_Supplied material_.
■ ■ ■

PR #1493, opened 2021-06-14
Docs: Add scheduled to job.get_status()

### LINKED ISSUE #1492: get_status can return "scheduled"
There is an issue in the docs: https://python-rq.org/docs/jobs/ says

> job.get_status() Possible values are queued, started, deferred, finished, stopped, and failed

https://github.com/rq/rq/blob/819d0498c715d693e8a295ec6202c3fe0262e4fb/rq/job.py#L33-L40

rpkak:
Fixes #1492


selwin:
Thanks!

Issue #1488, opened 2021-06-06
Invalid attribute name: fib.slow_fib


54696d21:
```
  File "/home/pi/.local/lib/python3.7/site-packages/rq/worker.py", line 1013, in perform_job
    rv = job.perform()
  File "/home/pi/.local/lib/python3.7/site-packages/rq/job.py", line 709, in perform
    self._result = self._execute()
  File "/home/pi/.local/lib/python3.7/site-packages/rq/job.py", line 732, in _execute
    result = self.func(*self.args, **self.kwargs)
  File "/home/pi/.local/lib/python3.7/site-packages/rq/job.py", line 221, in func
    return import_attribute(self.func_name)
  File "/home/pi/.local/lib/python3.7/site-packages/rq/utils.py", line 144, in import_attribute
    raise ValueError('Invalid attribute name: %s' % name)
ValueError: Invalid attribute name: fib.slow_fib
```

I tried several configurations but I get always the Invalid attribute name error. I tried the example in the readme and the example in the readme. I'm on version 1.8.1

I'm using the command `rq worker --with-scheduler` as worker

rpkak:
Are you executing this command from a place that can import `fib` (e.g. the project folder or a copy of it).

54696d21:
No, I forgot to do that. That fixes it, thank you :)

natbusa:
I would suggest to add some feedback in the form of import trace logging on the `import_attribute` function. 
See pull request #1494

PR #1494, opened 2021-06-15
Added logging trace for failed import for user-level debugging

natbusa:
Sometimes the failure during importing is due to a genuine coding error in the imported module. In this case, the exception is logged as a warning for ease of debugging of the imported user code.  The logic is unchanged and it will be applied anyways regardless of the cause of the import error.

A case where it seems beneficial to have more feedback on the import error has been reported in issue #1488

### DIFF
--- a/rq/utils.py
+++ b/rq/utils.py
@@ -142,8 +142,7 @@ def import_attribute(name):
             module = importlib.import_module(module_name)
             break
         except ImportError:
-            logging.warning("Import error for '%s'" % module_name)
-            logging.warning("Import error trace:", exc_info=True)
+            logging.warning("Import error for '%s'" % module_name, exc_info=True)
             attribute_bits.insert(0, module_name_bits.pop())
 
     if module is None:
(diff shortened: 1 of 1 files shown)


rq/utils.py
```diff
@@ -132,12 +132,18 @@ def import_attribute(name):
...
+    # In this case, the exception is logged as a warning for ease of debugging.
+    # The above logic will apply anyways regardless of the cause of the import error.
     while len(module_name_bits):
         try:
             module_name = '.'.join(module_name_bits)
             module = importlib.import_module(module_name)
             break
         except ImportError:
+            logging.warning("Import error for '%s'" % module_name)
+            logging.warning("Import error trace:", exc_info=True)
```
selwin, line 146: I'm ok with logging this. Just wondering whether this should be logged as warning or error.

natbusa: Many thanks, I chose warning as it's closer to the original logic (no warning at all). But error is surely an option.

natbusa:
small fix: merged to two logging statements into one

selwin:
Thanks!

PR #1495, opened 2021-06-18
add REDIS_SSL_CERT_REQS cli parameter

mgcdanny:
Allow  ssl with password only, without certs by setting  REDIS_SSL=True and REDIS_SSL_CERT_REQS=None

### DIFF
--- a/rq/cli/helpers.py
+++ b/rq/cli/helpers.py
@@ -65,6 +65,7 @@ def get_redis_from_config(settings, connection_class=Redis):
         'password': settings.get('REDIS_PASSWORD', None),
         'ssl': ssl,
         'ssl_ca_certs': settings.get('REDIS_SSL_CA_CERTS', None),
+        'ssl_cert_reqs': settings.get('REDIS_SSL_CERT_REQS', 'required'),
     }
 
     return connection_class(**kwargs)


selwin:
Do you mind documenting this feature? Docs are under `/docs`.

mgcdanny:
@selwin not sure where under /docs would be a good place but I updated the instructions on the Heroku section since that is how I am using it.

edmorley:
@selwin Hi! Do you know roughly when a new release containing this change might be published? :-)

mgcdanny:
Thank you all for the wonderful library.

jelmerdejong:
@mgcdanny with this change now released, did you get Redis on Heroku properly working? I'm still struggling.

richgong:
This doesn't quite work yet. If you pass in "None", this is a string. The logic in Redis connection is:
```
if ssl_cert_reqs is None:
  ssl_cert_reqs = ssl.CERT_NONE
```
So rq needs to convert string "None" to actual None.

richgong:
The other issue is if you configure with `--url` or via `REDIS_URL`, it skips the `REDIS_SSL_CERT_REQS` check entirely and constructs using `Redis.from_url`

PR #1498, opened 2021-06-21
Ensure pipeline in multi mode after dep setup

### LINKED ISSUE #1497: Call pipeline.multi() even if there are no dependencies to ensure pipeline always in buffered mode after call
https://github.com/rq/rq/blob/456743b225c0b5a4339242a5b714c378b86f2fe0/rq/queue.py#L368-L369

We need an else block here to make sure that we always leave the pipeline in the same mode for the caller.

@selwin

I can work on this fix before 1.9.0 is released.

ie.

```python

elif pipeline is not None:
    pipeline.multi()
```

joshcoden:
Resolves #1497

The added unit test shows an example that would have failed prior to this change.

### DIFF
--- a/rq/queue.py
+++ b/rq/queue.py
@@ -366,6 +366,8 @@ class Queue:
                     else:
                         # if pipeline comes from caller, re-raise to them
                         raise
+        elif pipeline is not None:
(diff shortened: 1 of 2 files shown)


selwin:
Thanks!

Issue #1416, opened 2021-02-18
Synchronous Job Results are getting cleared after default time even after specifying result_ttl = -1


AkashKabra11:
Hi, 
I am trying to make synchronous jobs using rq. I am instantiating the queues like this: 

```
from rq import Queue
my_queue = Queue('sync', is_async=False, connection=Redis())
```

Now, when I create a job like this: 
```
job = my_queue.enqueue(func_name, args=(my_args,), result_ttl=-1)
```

■ ■ ■

_About this exercise_.
A verbatim copy of all the records is to be produced.

_Task result_.
PR #1493, opened 2021-06-14
Docs: Add scheduled to job.get_status()

### LINKED ISSUE #1492: get_status can return "scheduled"
There is an issue in the docs: https://python-rq.org/docs/jobs/ says

> job.get_status() Possible values are queued, started, deferred, finished, stopped, and failed

https://github.com/rq/rq/blob/819d0498c715d693e8a295ec6202c3fe0262e4fb/rq/job.py#L33-L40

rpkak:
Fixes #1492


selwin:
Thanks!

Issue #1488, opened 2021-06-06
Invalid attribute name: fib.slow_fib


54696d21:
```
  File "/home/pi/.local/lib/python3.7/site-packages/rq/worker.py", line 1013, in perform_job
    rv = job.perform()
  File "/home/pi/.local/lib/python3.7/site-packages/rq/job.py", line 709, in perform
    self._result = self._execute()
  File "/home/pi/.local/lib/python3.7/site-packages/rq/job.py", line 732, in _execute
    result = self.func(*self.args, **self.kwargs)
  File "/home/pi/.local/lib/python3.7/site-packages/rq/job.py", line 221, in func
    return import_attribute(self.func_name)
  File "/home/pi/.local/lib/python3.7/site-packages/rq/utils.py", line 144, in import_attribute
    raise ValueError('Invalid attribute name: %s' % name)
ValueError: Invalid attribute name: fib.slow_fib
```

I tried several configurations but I get always the Invalid attribute name error. I tried the example in the readme and the example in the readme. I'm on version 1.8.1

I'm using the command `rq worker --with-scheduler` as worker

rpkak:
Are you executing this command from a place that can import `fib` (e.g. the project folder or a copy of it).

54696d21:
No, I forgot to do that. That fixes it, thank you :)

natbusa:
I would suggest to add some feedback in the form of import trace logging on the `import_attribute` function. 
See pull request #1494

PR #1494, opened 2021-06-15
Added logging trace for failed import for user-level debugging

natbusa:
Sometimes the failure during importing is due to a genuine coding error in the imported module. In this case, the exception is logged as a warning for ease of debugging of the imported user code.  The logic is unchanged and it will be applied anyways regardless of the cause of the import error.

A case where it seems beneficial to have more feedback on the import error has been reported in issue #1488

### DIFF
--- a/rq/utils.py
+++ b/rq/utils.py
@@ -142,8 +142,7 @@ def import_attribute(name):
             module = importlib.import_module(module_name)
             break
         except ImportError:
-            logging.warning("Import error for '%s'" % module_name)
-            logging.warning("Import error trace:", exc_info=True)
+            logging.warning("Import error for '%s'" % module_name, exc_info=True)
             attribute_bits.insert(0, module_name_bits.pop())
 
     if module is None:
(diff shortened: 1 of 1 files shown)


rq/utils.py
```diff
@@ -132,12 +132,18 @@ def import_attribute(name):
...
+    # In this case, the exception is logged as a warning for ease of debugging.
+    # The above logic will apply anyways regardless of the cause of the import error.
     while len(module_name_bits):
         try:
             module_name = '.'.join(module_name_bits)
             module = importlib.import_module(module_name)
             break
         except ImportError:
+            logging.warning("Import error for '%s'" % module_name)
+            logging.warning("Import error trace:", exc_info=True)
```
selwin, line 146: I'm ok with logging this. Just wondering whether this should be logged as warning or error.

natbusa: Many thanks, I chose warning as it's closer to the original logic (no warning at all). But error is surely an option.

natbusa:
small fix: merged to two logging statements into one

selwin:
Thanks!

PR #1495, opened 2021-06-18
add REDIS_SSL_CERT_REQS cli parameter

mgcdanny:
Allow  ssl with password only, without certs by setting  REDIS_SSL=True and REDIS_SSL_CERT_REQS=None

### DIFF
--- a/rq/cli/helpers.py
+++ b/rq/cli/helpers.py
@@ -65,6 +65,7 @@ def get_redis_from_config(settings, connection_class=Redis):
         'password': settings.get('REDIS_PASSWORD', None),
         'ssl': ssl,
         'ssl_ca_certs': settings.get('REDIS_SSL_CA_CERTS', None),
+        'ssl_cert_reqs': settings.get('REDIS_SSL_CERT_REQS', 'required'),
     }
 
     return connection_class(**kwargs)


selwin:
Do you mind documenting this feature? Docs are under `/docs`.

mgcdanny:
@selwin not sure where under /docs would be a good place but I updated the instructions on the Heroku section since that is how I am using it.

edmorley:
@selwin Hi! Do you know roughly when a new release containing this change might be published? :-)

mgcdanny:
Thank you all for the wonderful library.

jelmerdejong:
@mgcdanny with this change now released, did you get Redis on Heroku properly working? I'm still struggling.

richgong:
This doesn't quite work yet. If you pass in "None", this is a string. The logic in Redis connection is:
```
if ssl_cert_reqs is None:
  ssl_cert_reqs = ssl.CERT_NONE
```
So rq needs to convert string "None" to actual None.

richgong:
The other issue is if you configure with `--url` or via `REDIS_URL`, it skips the `REDIS_SSL_CERT_REQS` check entirely and constructs using `Redis.from_url`

PR #1498, opened 2021-06-21
Ensure pipeline in multi mode after dep setup

### LINKED ISSUE #1497: Call pipeline.multi() even if there are no dependencies to ensure pipeline always in buffered mode after call
https://github.com/rq/rq/blob/456743b225c0b5a4339242a5b714c378b86f2fe0/rq/queue.py#L368-L369

We need an else block here to make sure that we always leave the pipeline in the same mode for the caller.

@selwin

I can work on this fix before 1.9.0 is released.

ie.

```python

elif pipeline is not None:
    pipeline.multi()
```

joshcoden:
Resolves #1497

The added unit test shows an example that would have failed prior to this change.

### DIFF
--- a/rq/queue.py
+++ b/rq/queue.py
@@ -366,6 +366,8 @@ class Queue:
                     else:
                         # if pipeline comes from caller, re-raise to them
                         raise
+        elif pipeline is not None:
(diff shortened: 1 of 2 files shown)


selwin:
Thanks!

Issue #1416, opened 2021-02-18
Synchronous Job Results are getting cleared after default time even after specifying result_ttl = -1


AkashKabra11:
Hi, 
I am trying to make synchronous jobs using rq. I am instantiating the queues like this: 

```
from rq import Queue
my_queue = Queue('sync', is_async=False, connection=Redis())
```

Now, when I create a job like this: 
```
job = my_queue.enqueue(func_name, args=(my_args,), result_ttl=-1)
```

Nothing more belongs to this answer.